64.000 Euro holte in der WWM-Ausgabe vom Montagabend auch Chrestien Delonge aus Köln, der sich als Erster für den heißen Stuhl qualifiziert hatte. Der Performance-Marketing-Manager arbeitet bei einer Sparkasse und entscheidet, wo Werbung geschaltet wird, unter anderem bei RTL. "Würde sagen, wir setzen Sie schon mal auf 16.000 Euro – damit die Performance stimmt", scherzte Jauch.

So viel Unterstützung hatte Delonge aber gar nicht nötig. Er setzte seinen ersten Joker erst in der 16.000-Euro-Runde und hatte am Ende auch noch Glück mit seinem Telefonjoker. Der sicherte ihm die 64.000 Euro, indem er wusste, dass der FC Bayern München in den 80ern Platz 1 der Ewigen Tabelle der Fußballbundesliga nicht von Borussia Dortmund, sondern vom 1. FC Köln übernommen hat.

Wenige Minuten vor Ende nahm noch schnell Studentin Moema Scooci auf Jauchs heißem Stuhl Platz. Rentnerin Elisabeth Jakubowski hatte leider auch am Schluss in den schnellen Auswahlrunden keine Chance gegen die junge Konkurrenz.
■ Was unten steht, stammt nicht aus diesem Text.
PR #722, opened 2023-10-09
'Solution'

fedorov-s-od:


petrykivd (approved):

petrykivd:
All right👍

app/main.py
```diff
@@ -1 +1,33 @@
...
+
+
+class Herbivore(Animal):
+
+    def hide(self) -> None:
+        self.hidden = not self.hidden
+
+
+class Carnivore(Animal):
+    def bite(self, herbivore: Herbivore) -> None:
```
fsocie7y, line 28: you don't need self here, so make this method static

fsocie7y (changes requested):

app/main.py
```diff
@@ -1 +1,34 @@
...
+
+class Herbivore(Animal):
+
+    def hide(self) -> None:
+        self.hidden = not self.hidden
+
+
+class Carnivore(Animal):
+    @staticmethod
+    def bite(herbivore: Herbivore) -> None:
```
LiudmylaKulinchenko, line 29: Fix annotations and parameter name. If this function gets only Herbivore instances, you won't need the check in the 30 line

app/main.py
```diff
@@ -1 +1,34 @@
...
+        if isinstance(herbivore, Herbivore) and herbivore.hidden is not True:
```
LiudmylaKulinchenko, line 30: `herbivore.hidden is not True` looks really tough to understand 😬 Use `not herbivore.hidden`

LiudmylaKulinchenko (changes requested):

app/main.py
```diff
@@ -1 +1,34 @@
...
+            hidden: bool = False
+    ) -> None:
+        self.name = name
+        self.health = health
+        self.hidden = hidden
+
+        Animal.alive.append(self)
+
+    def __repr__(self) -> str:
+        return "{{Name: {}, Health: {}, Hidden: {}}}".format(
```
fsocie7y, line 16: better use f-string instead of .format()

fsocie7y (changes requested):

LiudmylaKulinchenko (approved):
Great! 🌺

PR #723, opened 2023-10-09
Solution

Andrii-Silenko:


sakhaline (approved):

app/main.py
```diff
@@ -1 +1,26 @@
...
+    def __init__(self, name: str, health: int = 100) -> None:
+        self.name = name
+        self.health = health
+        self.hidden = False
+        Animal.alive.append(self)
+
+    def __repr__(self) -> str:
+        return "{" + f"Name: {self.name}, " \
+                     f"Health: {self.health}, " \
+                     f"Hidden: {self.hidden}" + "}"
```
fsocie7y, line 13: U can use brackets instead of linebreaker here

app/main.py
```diff
@@ -1 +1,26 @@
...
+
+
+class Herbivore(Animal):
+    def hide(self) -> None:
+        self.hidden = not self.hidden
+
+
+class Carnivore(Animal):
+    def bite(self, herbivore: Herbivore) -> None:
```
fsocie7y, line 22: you don't need self here, so make this method static

app/main.py
```diff
@@ -1 +1,26 @@
...
+        if isinstance(herbivore, Herbivore):
+            herbivore.health -= 50 if not herbivore.hidden else 0
```
fsocie7y, line 24: u can check it in one condition)

fsocie7y (changes requested):

app/main.py
```diff
@@ -1 +1,27 @@
...
+    def __init__(self, name: str, health: int = 100) -> None:
+        self.name = name
+        self.health = health
+        self.hidden = False
+        Animal.alive.append(self)
+
+    def __repr__(self) -> str:
+        return ("{" + f"Name: {self.name}, "
+                      f"Health: {self.health}, "
+                      f"Hidden: {self.hidden}" + "}")
```
LiudmylaKulinchenko, line 13: U don't need concatenation here, you can just add curly braces directly inside a string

Dabei war ihr als einer der wenigen im Studio Jauchs Patzer zu Beginn der Sendung aufgefallen. "Sie verkörpern ja das blühende Leben", attestierte Jauch seinem 86 Jahre alten Gast. Vielleicht darf Jakubowski ja noch einmal bei einem Senioren-Special antreten. Scooci kam an diesem Abend bis zur 500-Euro-Frage und kehrt nächsten Montag wieder.